The ability to opt out of the state in which they are located physically and reconstitute themselves in other, virtual states, is just one facet of the increasing democratization technology is bringing. It is also democratizing another kind of power -- the power of destructive force -- and that makes the emerging "virtual state" (or "virtual caliphate" to some minds) a threat as well as a promise. New technologies may dramatically lower the difficulty and cost of enriching uranium, making nuclear bombs available to almost any group large enough to constitute itself as a "state." But why focus on just weapons of mass destruction? Today, as the Boston Marathon bombers demonstrated, almost any individual can conjure up and use greater destructive power than most governments possessed a century ago, using only common elements from a hardware store. An individual hacker can cause billions of dollars of economic damage around the world in a few days with a well-constructed virus. We could face the specter of a world of countless "virtual states" with massive destructive power. This is certainly what the terrorists envision.

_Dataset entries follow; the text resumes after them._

PR #4336, opened 2024-06-27
Allow toggling numeric configs

### LINKED ISSUE #4333: Toggle `pager_index_lines`
I find `pager_index_lines` useful, but sometimes I want to just view the message and hide the `pager_index_lines`. I've come up with the following macro:
```ini
set pager_index_lines = 10
macro pager \Cf '<enter-command>set pager_index_lines=`echo $((10 - $pager_index_lines))`<enter>' "toggle pager_index_lines"
```
While this works alright, it could be desirable to have dedicated function to toggle `pager_index_lines` (cleaner config code, easier to setup for users, ...).

gahr:
This allows the `toggle` command to work with numeric configs, by switching their value from whatever they are to 0 and back.

This can be useful for temporarily turning "off" features like `pager_index_lines` or `toggle`.

Fixes #4333


parse/set.c
```diff
@@ -554,15 +561,15 @@ enum CommandResult parse_set(struct Buffer *buf, struct Buffer *s,
       s->dptr++;
     }
 
-    if (!bool_or_quad && (inv || (unset && prefix)))
+    if (!invertible && (inv || (unset && prefix)))
     {
       if (data == MUTT_SET_SET)
       {
-        buf_printf(err, _("Prefixes 'no' and 'inv' may only be used with bool/quad variables"));
+        buf_printf(err, _("Prefixes 'no' and 'inv' may only be used with bool/quad/number variables"));
```
roccoblues, line 568: Hm, I'm probably doing something stupid but how can I use `set no` with a number config?

roccoblues (commented):
👍🏼 I like it. `toggle` also works for me.

I just stumbled upon the `no`/`inv` prefix error message. Maybe you can shed some light on it?

config/number.c
```diff
@@ -265,7 +293,31 @@ static int number_reset(const struct ConfigSet *cs, void *var,
...
+}
+
+/**
+ * number_he_toggle - Toggle the value of a number (value <-> 0)
+ * @param sub Config Subset
+ * @param he  HashElem representing config item
+ * @param err Buffer for error messages
+ * @retval num Result, e.g. #CSR_SUCCESS
+ */
+int number_he_toggle(struct ConfigSubset *sub, struct HashElem *he, struct Buffer *err)
```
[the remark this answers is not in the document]
gahr: yep

parse/set.c
gahr: Oh right, I haven't looked into `no`. `inv` is how `toggle` is implemented:
https://github.com/neomutt/neomutt/blob/f10c0f0dd82d97f88fe54efc1e9aad2c1066d407/commands.c#L1700

gahr: A `no` prefix is the same as `unset`:
https://github.com/neomutt/neomutt/blob/f10c0f0dd82d97f88fe54efc1e9aad2c1066d407/commands.c#L1719

We can probably make `unset wrap` be equivalent to `set wrap 0`.

gahr: Now you can unset a numeric value (or setting it with a `no` prefix) to turn it into a 0 :)

gahr:
> 👍🏼 I like it. `toggle` also works for me.
> 
> I just stumbled upon the `no`/`inv` prefix error message. Maybe you can shed some light on it?

* `inv`: equivalent to `toggle`
* `no`: I made it work like `set <foo>=0`

roccoblues (approved):

gahr:
Thanks @roccoblues . Let's wait and see what @flatcap thinks. If I recall correctly, we have discussed `set nowrap` at some poiny and he had arguments against it.

flatcap (commented):
I like the concept, but for the implementation I'd probably have created a new flag for [`struct ConfigDef`](https://github.com/neomutt/neomutt/blob/771158d10511f3f81fd41a2a5440db9af7767afb/config/set.h#L63-L86).
This would keep the config's value as just a number.

https://github.com/neomutt/neomutt/blob/771158d10511f3f81fd41a2a5440db9af7767afb/config/types.h#L52-L66

The flags are a little complicated as they mix global and type-specific values.
 (наб's refactor helped)

 ```c
  D_B_NUMBER_TOGGLED,              ///< Flag to indicate that a number is in a toggled state

#define D_NUMBER_TOGGLED           (1 << D_B_NUMBER_TOGGLED)           ///< Flag to indicate that a number is in a toggled state
```

flatcap:
I had a go at implementing a _flag_ solution.
Unfortunately, `struct ConfigDef` (where I'd be storing the flag) is passed `const` to the variable-changing functions.

flatcap (approved):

The short-term answer, of course, is to respond with the traditional tools and weapons of statecraft, from destroying terrorist "armies" to hardening our own targets to diplomacy to alleviating poverty and ignorance. But what is the state's long-term response to this challenge? Ironically, it is to beat virtual states by joining them, as the nation-state is likely to do over the next half-century. In fact, the United States is already well on the way -- one reason the old-fashioned nation-state represented by the U.S. is faring fairly well against the "netwar" of al-Qaeda and its ilk.
Sure, the United States can bring to bear overwhelming force in the world of places and things, but we also possess an equally important virtual advantage: American culture and values are now diffused throughout the world. Most of the world aspires to drink Coca-Cola, wear Levis, watch Hollywood movies, listen to rock music, and achieve the lifestyle these represent. They want to study and work in our universities and cutting-edge industries, and live -- whether at home or abroad -- under American values of freedom, democracy, and due process of law. American culture and values represent successful "products," and as these are ever-more-broadly dispersed -- as global politics, economics, even self-definitions become less about physical ties and more, well, virtual -- attacking physical manifestations of nationhood will be less and less meaningful in the long term. In strategic terms, this is the opposite of "hardening" our targets -- instead, making them more ephemeral and diffuse -- but it has the same effect: rendering physical attack pointless in the long term. Neither side in this conflict will prevail solely by bombing the other's people or territory. To succeed against the world of virtual competitors, traditional states will need not simply to beat them but also to join them.
Ultimately, then, the world today presents a much broader, evolving, and more competitive marketplace for governmental services. Governments had better get used to it. And if they do, they might just be giving the private sector and other non-state actors a run for their money in a whole new way.